_How to complete this task:_
The answer is the set of lines that include "method", copied from the data below.

_Provided material:_

Issue #4519, opened 2023-01-10
New proposal for setting CRT constraints


bedeho:
I don't know what the final constraints will be that the council directly control, here is a preliminary breakdown https://github.com/Joystream/joystream/issues/4151#issuecomment-1319867653, but when finalized, a new proposal is needed for setting these, and it may as well cover all of them at the same time for simplicity.

PR #4696, opened 2023-03-10
Crt governance parameters update proposal

dobertRowneySr:
addresses: #4519 
depends on : #4750 

### Changelist
- add extrinsic for updating the following CRT parameters:
   - max yearly rate
   - min amm slope parameter
   - min sale duration
   - min revenue split time to start
   - amm buy tx fees
   - amm sell tx fees
   - bloat bond
 - added integration with proposal system
 - added benchmark (but no weights)


dobertRowneySr:
in favour of #5103

PR #4719, opened 2023-03-27
add mass discretionary spending to cli (#4715)

chrlschwb:
solves #4715
Sometimes there is a need to send small amounts of tokens to multiple, like hundreds, accounts.
This new command will help with that.


cli/src/commands/working-groups/discretionarySpending.ts
```diff
@@ -0,0 +1,49 @@
+import WorkingGroupsCommandBase from '../../base/WorkingGroupsCommandBase'
+import { apiModuleByGroup } from '../../Api'
+import chalk from 'chalk'
+import ExitCodes from '../../ExitCodes'
+import { isValidBalance } from '../../helpers/validation'
+
+export default class WorkingGroupsDiscetionarySpending extends WorkingGroupsCommandBase {
```
zeeshanakram3, line 10: Incorrect spelling 
```suggestion
export default class WorkingGroupsDiscretionarySpending extends WorkingGroupsCommandBase {
```

cli/src/base/ApiCommandBase.ts
```diff
@@ -592,6 +592,34 @@ export default abstract class ApiCommandBase extends StateAwareCommandBase {
     }
   }
 
+  async sendAndFollowTxMulti(account: KeyringPair, tx: SubmittableExtrinsic<'promise'>): Promise<SubmittableResult> {
```
zeeshanakram3, line 595: What is the purpose of this function? Why send `sendAndFollowTx` can't be used in CLI commands for sending extrinsics? It seems a redundant addition, so please remove it

cli/src/base/ApiCommandBase.ts
```diff
@@ -623,6 +651,21 @@ export default abstract class ApiCommandBase extends StateAwareCommandBase {
...
+    account: KeyringPair,
+    module: Module,
+    method: Method,
+    params: Submittable extends (...args: any[]) => any ? Parameters<Submittable> : []
+  ): Promise<SubmittableResult> {
+    // TODO: Replace all usages with "sendAndFollowTx"
+    const tx = await this.getUnaugmentedApi().tx[module][method](...params)
+    return this.sendAndFollowTxMulti(account, tx)
+  }
+
```
zeeshanakram3, line 668: Same as above.
What is the purpose of this function? Why send `sendAndFollowNamedTx` can't be used in CLI commands for sending extrinsics? It seems a redundant addition, so please remove it

cli/src/commands/working-groups/discretionarySpending.ts
```diff
@@ -0,0 +1,49 @@
...
+  static args = [
```
zeeshanakram3, line 11: Add the CLI command's description here.

zeeshanakram3 (changes requested):
1. [test.json](https://github.com/Joystream/joystream/blob/7dc70b2f98f76a6d0218303c04a028a848d0758b/cli/bin/test.json) file should be placed in the` examples/working-group` directory, and not in the `bin/` dir. Also, please rename it accordingly.

2. `yarn.lock` file is changed in this PR, which I think should not be the case since this PR does not add or remove any dependency from `package.json` file. So please revert the changes in `yarn.lock` file

3. What's the purpose of two different CLI commands? You can do both single or multiple discretionary spending transactions from the single file as well. So no need to create two different Commands. You can add `input` flag to `WorkingGroupsDiscretionarySpending` command.

cli/src/commands/working-groups/discretionarySpending.ts
chrlschwb: Do you mean as a comment?
The command help is working by typing, "working-groups:discretionarySpending --help"

cli/src/base/ApiCommandBase.ts
chrlschwb: The `sendAndFollowNamedTx` function doesn't require the user to confirm transaction each time.
This is very useful if the user is using mass discretionary spending. For example, if they send 100 JOY to 100 people, they do not need to confirm 100 transactions in CLI.

cli/src/commands/working-groups/discretionarySpending.ts
zeeshanakram3: I mean a `description` property of the class, like it's part of other [commands](https://github.com/Joystream/joystream/blob/7dc70b2f98f76a6d0218303c04a028a848d0758b/cli/src/commands/working-groups/decreaseWorkerStake.ts#L10) too.

cli/src/base/ApiCommandBase.ts
zeeshanakram3: If you see [requireConfirmation](https://github.com/chrlschwb/joystream/blob/d8a021cb0cf2adfc031b28ecfc4b73e6b8447004/cli/src/base/DefaultCommandBase.ts#L58) function there is a `AUTO_CONFIRM` env var which is used to decided whether to prompt for confirmation or not. Please set this variable before initiating a transaction and it will solve your problem

PR #4749, opened 2023-05-05
Nara crt release

dobertRowneySr:
updates crt release with nara


mnaamani:
Update looks good, but to make it cleaner I suggest (based on what we discussed in chat):

- Bump the spec_version to 2002
- fix the query-node metadata (take them from nara branch)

_Output for this task:_
+    method: Method,
+    const tx = await this.getUnaugmentedApi().tx[module][method](...params)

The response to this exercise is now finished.